3.3 ReplacingMergeTree

Dedup on merge: keep latest by ORDER BY.

CREATE TABLE users (
    id UInt64,
    name String,
    updated_at DateTime
)
ENGINE = ReplacingMergeTree(updated_at)
ORDER BY id;

INSERT with same id → eventually deduped on background merge. Use FINAL modifier or OPTIMIZE TABLE to force.

Caveat: only eventually consistent. SELECT immediately after INSERT might see duplicates.

3.4 SummingMergeTree

Auto-sum numeric columns on merge for rows with same ORDER BY.

CREATE TABLE daily_stats (
    date Date,
    user_id UInt64,
    clicks UInt64,
    views UInt64
)
ENGINE = SummingMergeTree()
ORDER BY (date, user_id);
 
INSERT INTO daily_stats VALUES ('2026-05-16', 42, 1, 5);
INSERT INTO daily_stats VALUES ('2026-05-16', 42, 2, 3);
-- Eventually: ('2026-05-16', 42, 3, 8)

3.5 AggregatingMergeTree

Store aggregate state (not final result), final by quantileState, uniqState, etc.

CREATE TABLE user_metrics (
    date Date,
    user_id UInt64,
    unique_pages AggregateFunction(uniq, String),
    avg_session_sec AggregateFunction(avg, UInt32)
)
ENGINE = AggregatingMergeTree()
ORDER BY (date, user_id);

Used with materialized views (section 4).


4. Materialized Views — Incremental Aggregation

4.1 Concept

In Postgres, MV = snapshot, REFRESH whole.

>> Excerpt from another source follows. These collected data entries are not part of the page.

PR #435, opened 2020-10-12
Header: Center logo above header if all 3 items are visible

ryelle:
## Summary
If the logo, site title/tagline, and nav menu are all visible, the logo should be centered above the header. If the title/tagline is hidden, the logo should stay to the left.

This also incorporates changes from #362 & #406 — so it also fixes #358 & fixes #398

## Relevant technical choices:

This is using `row-gap` on `site-header` to add extra spacing between the site title/tagline & menu when the menu is long enough to wrap under the title. This allows for better vertical centering vs using a margin, which pushes the nav down. This is not supported in Safari (yet, appears to be on the way), or IE11. 

Vertical alignment with the current `margin-bottom` approach:
Screen Shot 2020-10-12 at 3 42 38 PM

See below for the `row-gap` alignment in this branch.

On Safari, if you have a long menu, you don't get a space anymore:

Screen Shot 2020-10-12 at 4 38 26 PM

So this is a trade-off, but IMO the improved vertical alignment outweighs the edge case of a long menu + older browser, especially since it's not unreadable.

## Test instructions

This PR can be tested by following these steps:
1. Toggle menus, site titles, and logos.
2. Check that it looks like you expect.

## Screenshots

All taken on Mac/Firefox.

1. Has a logo, menu, and title is visible

    screenshot-1

2. Has a logo, menu, and title is not visible

    screenshot-2

3. Has a logo, does not have a menu, and title is visible

    screenshot-3

4. Has a logo, does not have a menu, and title is not visible

    screenshot-4

5. No logo, has menu, and title is visible

    screenshot-5

6. No logo, has menu, and title is not visible

    screenshot-6

7. No logo, does not have a menu, and title is visible

    screenshot-7

8. No logo, does not have a menu, and title is not visible

    screenshot-8

9. Long menu

    screenshot-9

## Quality assurance
* [x] I have thought about any security implications this code might add.
* [x] I have checked that this code doesn't impact performance (greatly).
* [x] I have tested this code to the best of my abilities
* [x] I have checked that this code does not affect the accessibility negatively

PR #442, opened 2020-10-13
Mobile Header Layouts

### LINKED ISSUE #441: Implement the design for the responsive menu with centered logo
With the new design of the header, the responsive design also needs to be updated/implemented.

Figma link for the header with and without logo:
https://www.figma.com/file/OEtsCj8oD8JPVx4OvsS0U2/Twenty-Twenty-One?node-id=487%3A17

**Site title:**  Font size: 16px, font weight: 500, line-height: 115%;
**Tagline:** Font size: 16px, font-weight; normal (400), line-height: 160%;

The right edge of the button **icon** aligns with the right edge of the border below the logo.

The focus order needs to match the visual order, depending on if the logo or title are linked and enabled:
Linked logo
Linked site title
Menu toggle

aristath:
Fixes #441 

## Summary

This PR adds some header styles to acoomplish the layouts from #441 

In order to apply different styles it was necessary to differentiate in CSS what kind of elements we have. In order to do that, I added 2 new classes (`has-logo` and `has-title-and-tagline`) in the `.site-header` element. The `<header>` was moved to a separate template just to keep things cleaner. Other than that, it was mostly CSS changes.

## Test instructions

Try setting a logo, enabling/disabling the site-title & description from the customizer, and replicate the layouts from #441 

## Screenshots

| Logo + Menu + Title | Logo + Menu | Title + Menu |
| ----- | ----- | ----- |
| Screenshot_2020-10-13 My Blog | Screenshot_2020-10-13 My Blog(3) | Screenshot_2020-10-13 My Blog(1) |

## Quality assurance


aristath:
Changed this PR from draft to ready-for-review so we can test it and fix any remaining styling issues.

ryelle:
The animation when opening & closing the menu feels more distracting now that the button moves. I also think it's not great that the button moves in the first place, but I'll leave that for a designer to weigh in on.

menu-move

I've taken the same set of screenshots that I did on #435, again all taken on Mac/Firefox. There's a regression somewhere that's de-centering the title when there's no menu, and IMO the logo could be larger when it's just logo + menu.

1. Has a logo, menu, and title is visible

    screenshot-1

2. Has a logo, menu, and title is not visible

    screenshot-2

3. Has a logo, does not have a menu, and title is visible

    screenshot-3

4. Has a logo, does not have a menu, and title is not visible

    screenshot-4

5. No logo, has menu, and title is visible

    screenshot-5

6. No logo, has menu, and title is not visible

    screenshot-6

7. No logo, does not have a menu, and title is visible

    screenshot-7

8. No logo, does not have a menu, and title is not visible

    screenshot-8

melchoyce:
> The animation when opening & closing the menu feels more distracting now that the button moves. I also think it's not great that the button moves in the first place, but I'll leave that for a designer to weigh in on.

Is it technically possible to open the menu down, rather than moving the button up? Rough mockup:

image

(Ignore the bad spacing, splicing together screenshots)

aristath:
> Is it technically possible to open the menu down, rather than moving the button up?

It's possible, but not without a lot of javascript. The problem is that the menu will need to be offset horizontally (can't be `position:fixed`), and then we'll need to find the appropriate height for it (can't be auto-calculated just with CSS). Then that also leaves a lot of room on the top of the expanded menu that users can use to actually scroll the page, so we'd have to calc some things there too.

aristath:
Thank you @ryelle for the review. I hadn't considered that menus might be missing, took that into account now :+1: 

> The animation when opening & closing the menu feels more distracting now that the button moves. I also think it's not great that the button moves in the first place, but I'll leave that for a designer to weigh in on.

I agree, that specific scenario is a bit weird... but I couldn't find a better alternative without writing lots of JS. The good thing is that it will only happen if they show a logo, the site-title and a menu, all at the same time. Usually if they show a logo they won't show the site-name/description, so the likelihood of this issue decreases. It's still an issue though :thinking:

kjellr:
This is looking pretty good. To mitigate the jumping close button effect, I'd suggest that we modify the animation a little bit when the site logo is active here. The jumping button is currently accentuated by the sliding up of the menu — it gives the impression that the "Menu" button is sliding upwards too, while in reality, the "Close" button is a whole separate button. 

To try and clear that up, we should try having the menu slide in from the right in this case, and add a fade-in animation to the close button. Something like this (GIF is slowed down to show the effect): 

animation-update

If that sounds good to other folks, I can push to this branch.

aristath:
> If that sounds good to other folks, I can push to this branch.

It looks a lot better to me! :+1:

template-parts/header/site-header.php
```diff
@@ -0,0 +1,46 @@
...
+ * @package WordPress
+ * @subpackage Twenty_Twenty_One
+ * @since 1.0.0
+ */
+
+$has_primary_nav = has_nav_menu( 'primary' );
+
+$wrapper_classes  = 'site-header';
+$wrapper_classes .= has_custom_logo() ? ' has-logo' : '';
+$wrapper_classes .= true === get_theme_mod( 'display_title_and_tagline', true ) ? ' has-title-and-tagline' : '';
```
kjellr, line 14: I'm not seeing this class added when I'm testing. Would someone mind confirming that it's working?

aristath: Hmmm I can't replicate... As soon as I enable the Site Title & Tagline, I can see the class gets added :thinking:

kjellr: Weird. It's not working on my test site for some reason. In any case, I pushed the animation changes in 6ad3f33. They rely on this class being present.

ryelle:
Header without menu is looking much better 👍 

I'm still seeing some awkwardness with the menu animation— let me grab a frame from the gif above. The menu moves down and off, kind of collapsing into the menu button. Maybe the vertical position of the menu needs to be set even while it's hidden, so it's not traveling back down to a lower "resting point"?

Screen Shot 2020-10-14 at 6 31 36 PM

template-parts/header/site-header.php
ryelle: I see the class on my test site — just to ask the obvious question, you're looking at `header.site-header` for it, right?

aristath:
The purpose of a transition is to make the experience smoother and more natural. In this case the transition is making it weird and unnatural. So... maybe we should just remove the transition for this specific scenario?

kjellr:
> The menu moves down and off, kind of collapsing into the menu button. Maybe the vertical position of the menu needs to be set even while it's hidden, so it's not traveling back down to a lower "resting point"?

Just pushed a fix for that: 

animation-update2

melchoyce:
Can we speed up the transition just a tad?

carolinan:
In the gif, the menu content also shifts to the left?

template-parts/header/site-header.php
kjellr: > just to ask the obvious question, you're looking at header.site-header for it, right?

Ha, I was not. 😄 All set now.

kjellr:
> Can we speed up the transition just a tad?

Done. I also fixed up the classnames so that it actually works. (Thank you @ryelle for helping me realize that I was looking in the wrong place for them. 😅)

> In the gif, the menu content also shifts to the left?

@carolinan can you clarify that? [As discussed above](https://github.com/WordPress/twentytwentyone/pull/442#issuecomment-708420501), the menu intentionally comes in from the right with this configuration.

ryelle (approved):
This is looking great now, the horizontal-only animation looks much smoother. I pushed up a tiny fix for #510 since I was noticing the same issue with embeds.

I think this is good to merge now, and if anything else is not right, we can address in another PR.

melchoyce (approved):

In ClickHouse, MV = trigger: every insert to source table → computed into MV in real-time.

4.2 Example

Source table:

CREATE TABLE events (
    ts DateTime, user_id UInt64, event String
) ENGINE = MergeTree() ORDER BY ts;

Materialized view aggregating daily:

CREATE MATERIALIZED VIEW events_daily
ENGINE = AggregatingMergeTree()
ORDER BY (date, event)
AS
SELECT
    toDate(ts) AS date,
    event,
    uniqState(user_id) AS unique_users,
    count() AS total_events
FROM events
GROUP BY date, event;

Query daily aggregates:

SELECT
    date, event,
    uniqMerge(unique_users) AS unique_users,
    sum(total_events) AS total
FROM events_daily
GROUP BY date, event;

4.3 Power

Source table 100B rows. MV daily aggregate <100K rows. Dashboard query <100ms.

vs Postgres MV REFRESH — takes hours to compute.

4.4 Multi-layer MVs

graph LR
    Raw[events_raw<br/>100B rows] --> MV1[events_hourly<br/>via MV]
    MV1 --> MV2[events_daily<br/>via MV]
    MV2 --> MV3[events_monthly<br/>via MV]

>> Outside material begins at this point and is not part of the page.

PR #450, opened 2020-10-13
Remove twenty_twenty_one_switch_theme function

### LINKED ISSUE #446: Reconsider the WordPress version check
**Describe the bug**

Each level reduces 60-1000x.


5. Sharding & Replication

5.1 Distributed table

-- Local table on each shard
CREATE TABLE events_local (...) ENGINE = MergeTree() ORDER BY ...;
 
-- Distributed table - cluster-wide view
CREATE TABLE events ON CLUSTER cluster1 AS events_local
ENGINE = Distributed(cluster1, default, events_local, rand());

Query SELECT * FROM events → distribute to all shards → aggregate.

5.2 Replication

ReplicatedMergeTree for fault tolerance:

CREATE TABLE events_local ON CLUSTER cluster1
(...)
ENGINE = ReplicatedMergeTree('/clickhouse/tables/{shard}/events', '{replica}')
ORDER BY ...;

Uses ZooKeeper (or ClickHouse Keeper) for coordination.

5.3 Sharding key

Random (good distribution) or hashed by user_id (group same user’s data).

Trade-off: random → all queries fan out; hashed → can prune to single shard with user_id filter.


6. ClickHouse Advanced

6.1 SAMPLE clause

Approximate queries for huge tables:

SELECT count() FROM events SAMPLE 0.1;  -- approximate from 10% sample

Need SAMPLE BY defined on table.

6.2 ARRAY JOIN

Explode array column to multiple rows (like SQL UNNEST).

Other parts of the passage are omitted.